■ **What is needed**:
Transcribe every record without leaving anything out or changing a word.

[Collected data entries]
• • • • •
PR #1312, opened 2024-04-30
WPC-1419: Add page info to full text search

LukasSkywalker:
This adds the values required for pagination to the result of the phrase query. In order to display a pagination component, at least the total number of results is required. A first query is run without any pagination settings applied. This produces a list of ids, and indirectly the total count of matches. For loading the content, another query is run with the pagination and sort orders applied.

### DIFF
--- a/libs/api/src/lib/graphql/phrase/phrase.ts
+++ b/libs/api/src/lib/graphql/phrase/phrase.ts
@@ -1,20 +1,40 @@
-import {GraphQLObjectType, GraphQLNonNull, GraphQLList} from 'graphql'
+import {GraphQLObjectType, GraphQLNonNull, GraphQLList, GraphQLInt} from 'graphql'
 import {Context} from '../../context'
 import {GraphQLPublicArticle} from '../article'
 import {PublicArticle} from '../../db/article'
 import {PublicPage} from '../../db/page'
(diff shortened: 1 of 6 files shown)


elias-summermatter (dismissed):

libs/api/src/lib/graphql/phrase/phrase.ts
```diff
@@ -1,20 +1,42 @@
...
+import {GraphQLPageInfo} from '../common'
 
-export const GraphQLPublicPhrase = new GraphQLObjectType<
-  {
-    articles: PublicArticle[]
-    pages: PublicPage[]
-  },
-  Context
->({
+interface PhraseResult {
```
Itrulia, line 9: Unused I think and not added to GraphQLObjectType.

libs/api/src/lib/graphql/phrase/phrase.ts
```diff
@@ -1,20 +1,42 @@
...
+  articles: {
```
Itrulia, line 10: Can use ConnectionResult I think here

Itrulia (approved):

Itrulia (approved):

michael-scheurer (approved):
• • • • •
■ **Task answer**:
PR #1312, opened 2024-04-30
WPC-1419: Add page info to full text search

LukasSkywalker:
This adds the values required for pagination to the result of the phrase query. In order to display a pagination component, at least the total number of results is required. A first query is run without any pagination settings applied. This produces a list of ids, and indirectly the total count of matches. For loading the content, another query is run with the pagination and sort orders applied.

### DIFF
--- a/libs/api/src/lib/graphql/phrase/phrase.ts
+++ b/libs/api/src/lib/graphql/phrase/phrase.ts
@@ -1,20 +1,40 @@
-import {GraphQLObjectType, GraphQLNonNull, GraphQLList} from 'graphql'
+import {GraphQLObjectType, GraphQLNonNull, GraphQLList, GraphQLInt} from 'graphql'
 import {Context} from '../../context'
 import {GraphQLPublicArticle} from '../article'
 import {PublicArticle} from '../../db/article'
 import {PublicPage} from '../../db/page'
(diff shortened: 1 of 6 files shown)


elias-summermatter (dismissed):

libs/api/src/lib/graphql/phrase/phrase.ts
```diff
@@ -1,20 +1,42 @@
...
+import {GraphQLPageInfo} from '../common'
 
-export const GraphQLPublicPhrase = new GraphQLObjectType<
-  {
-    articles: PublicArticle[]
-    pages: PublicPage[]
-  },
-  Context
->({
+interface PhraseResult {
```
Itrulia, line 9: Unused I think and not added to GraphQLObjectType.

libs/api/src/lib/graphql/phrase/phrase.ts
```diff
@@ -1,20 +1,42 @@
...
+  articles: {
```
Itrulia, line 10: Can use ConnectionResult I think here

Itrulia (approved):

Itrulia (approved):

michael-scheurer (approved):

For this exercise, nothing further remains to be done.